In 2012, the trial court declared the 2009 order void after finding J.C. lacked standing under the Grandparent Visitation Statute.

The law allows grandparents to petition for visitation if the child’s parent is deceased, the marriage of the child’s parents has been dissolved in Indiana, or the child was born out of wedlock. J.C. claimed that her son should be considered deceased because of his 60-year prison sentence or that the marriage between her son and his wife is dissolved because of the murder.

“In the present case, both of Grandmother’s theories would produce an absurd result. Her first theory, that her son is for all intents and purposes deceased, unfortunately attempts to circumvent the strict interpretation the statute is due and therefore her argument fails. Her son is not dead,” Justice Steven David wrote. “Grandmother’s other theory for grandparent visitation is that by virtue of the murder, the marriage was dissolved. This produces an even more nonsensical result. We cannot construe any scenario where the General Assembly intended the Grandparent Visitation Act to potentially require grandparent visitation by the mother of an individual who shot and killed the grandchildren’s other parent.”

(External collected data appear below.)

PR #1493, opened 2024-04-02
fix: revert `overflow-hidden` for `SlideWrapper`

murilo-cunha:
Hi, thanks a lot for this project! Slidev's my go-to tooling these days. Big fan of the project!

This PR:
- Allow overflow to be visible to enable negative margins for styling

I like to style my slides with negative margins (especially when using `two-cols`, etc.) but with the change introduced in https://github.com/slidevjs/slidev/commit/c820e23b10581191a42bbf51c04bfd2caa49077a, it was hard to customize it to my liking.

Not sure there are any other side effects to this change, but it took me some time to fix it so I figured I'd open a PR :)

My current workaround was to include in `styles/main.css`:

```css
.slidev-page {
  /* https://github.com/slidevjs/slidev/commit/c820e23b10581191a42bbf51c04bfd2caa49077a */
  overflow: visible !important;
}
```

### DIFF
--- a/packages/client/internals/SlidesShow.vue
+++ b/packages/client/internals/SlidesShow.vue
@@ -76,7 +76,6 @@ function onAfterLeave() {
         :class="getSlideClass(route)"
         :route="route"
         :render-context="renderContext"
-        class="overflow-hidden"
       />
     </div>
   </component>


antfu:
Can you elaborate more what you want to do and why is this needed?

murilo-cunha:
In general so I can use negative margins to adjust the content.

Sometimes I like to have images partially over/covering each other in my slides (when using two-cols layout.

Or to make quick adjustments on the spacing for text.

I'm not sure if the overflow-hidden has other side effects, but I was using it as a quick way to increase the spacing of elements via negative margins

Issue #1010, opened 2023-05-29
Docker run not working


andradei:
Following the documentation here: https://sli.dev/guide/install.html#install-on-docker

I ran the command below (added `--platform`)

```
docker run --name slidev --rm -it \
          --user node \
          --platform linux/amd64/v3 \
          -v (pwd):/slidev \
          -p 3030:3030 \
          tangramor/slidev:latest


Unable to find image 'tangramor/slidev:latest' locally
latest: Pulling from tangramor/slidev
c41833b44d91: Pull complete
762c2470eea4: Pull complete
fefc7d195eee: Pull complete
06fc22ed341f: Pull complete
768063141391: Pull complete
3837a9825463: Pull complete
78cf9c1f14c9: Pull complete
Digest: sha256:9cd1c610d197b0a343c0bea9a3049af709f779496e67242e5ec8e9eee51aac09
Status: Downloaded newer image for tangramor/slidev:latest


docker: image with reference tangramor/slidev was found but does not match the specified platform: wanted linux/amd64/v3, actual: linux/arm64/v8.
See 'docker run --help'.
```
**Desktop (please complete the following information):**
 - OS: Linux
 - Browser: Brave
 - Slidev version: Docker (latest)

andradei:
It's fine that it's no priority to address this issue or keep the docker in prime shape. Hopefully there isn't a rule/config that auto-closes issues that haven't been addressed.

mikelorant:
You can't just add a platform, it needs to be built for that platform. However, have a look at the tags that exist:

https://hub.docker.com/r/tangramor/slidev/tags

You should be able to do a `docker pull tangramor/slidev:arm64v8` to get an `arm64` image.

An official image needs to be built containing multiple architectures and tagged with the release version. Relying on `latest` is very poor practises. As much as the documentation states this image is official, there is absolutely nothing about it that meets those requirements.

It would be easier to clone this repository and create your own image if you need an current `arm64` image.

This issue is user error, and would recommend closing it.

andradei:
@mikelorant I'm not trying to build it for arm. The `linux/amd64` image already exists and that's what should work by following the documentation. The error message is a strange one seen I'm not running an ARM CPU either.
I might still be very possible that I made a mistake somewhere, but I don't have issues with any other docker image I try to pull and build on the host machine.

PR #1511, opened 2024-04-10
docs: fix typo in exporting.md

FlyingCaiChong:


KermanX:
According to #1010, the Docker image seems to not work now. Should we change the docs?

The justices held that the original order granting J.C. visitation was void and thus without legal effect. They affirmed the 2012 order finding the same result.

“This is a case where Grandmother had no legal right to pursue grandparent visitation under the statute. Remand cannot cure the defect. The only cure is to hold the original order was void ab initio,” David wrote in In Re the Guardianship of A.J.A. and L.M.A., Minor Children; J.C. v. J.B. and S.B., 48S02-1305-GU-398.